- Born: 17 March 1940 London, England
- Died: 13 January 2020 (aged 79)
- Occupation: Businessman
- Known for: Founder, What Every Woman Wants
- Spouse: Vera Weisfeld
- Children: 3

= Gerald Weisfeld =

British businessman (1940–2020)

Gerald Weisfeld (17 March 1940 – 13 January 2020) was a British businessman, and the founder of the What Every Woman Wants (WEWW) retail chain, which at one time had 130 stores in the UK.

Weisfeld was born in London to a Jewish family, and left school aged 15 without any qualifications.

Together with his wife Vera, Weisfeld started with one small shop in Glasgow, and grew What Every Woman Wants into 130 stores, before selling the chain in 1990 for £50 million.

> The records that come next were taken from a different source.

PR #1122, opened 2021-01-04
Add missing FLV properties to TypeScript definitions

rmsy:
There are a couple of FLV properties﻿ missing from `index.d.ts` -- this adds them.


cookpete:
Thanks 👍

In 1990, WEWW was sold to Brown & Jackson, and was later bought by Amber Day, run by Philip Green, and Weisfeld was later acrimoniously dismissed as chairman.

Weisfeld had three children with his first wife.

In December 2018, Weisfeld, aged 78 and suffering from dementia, became the first resident of Bothwell Castle Care Home, Glasgow.

Weisfeld died on 13 January 2020, aged 79. Vera Weisfeld died from cancer on 4 December 2025, at the age of 87.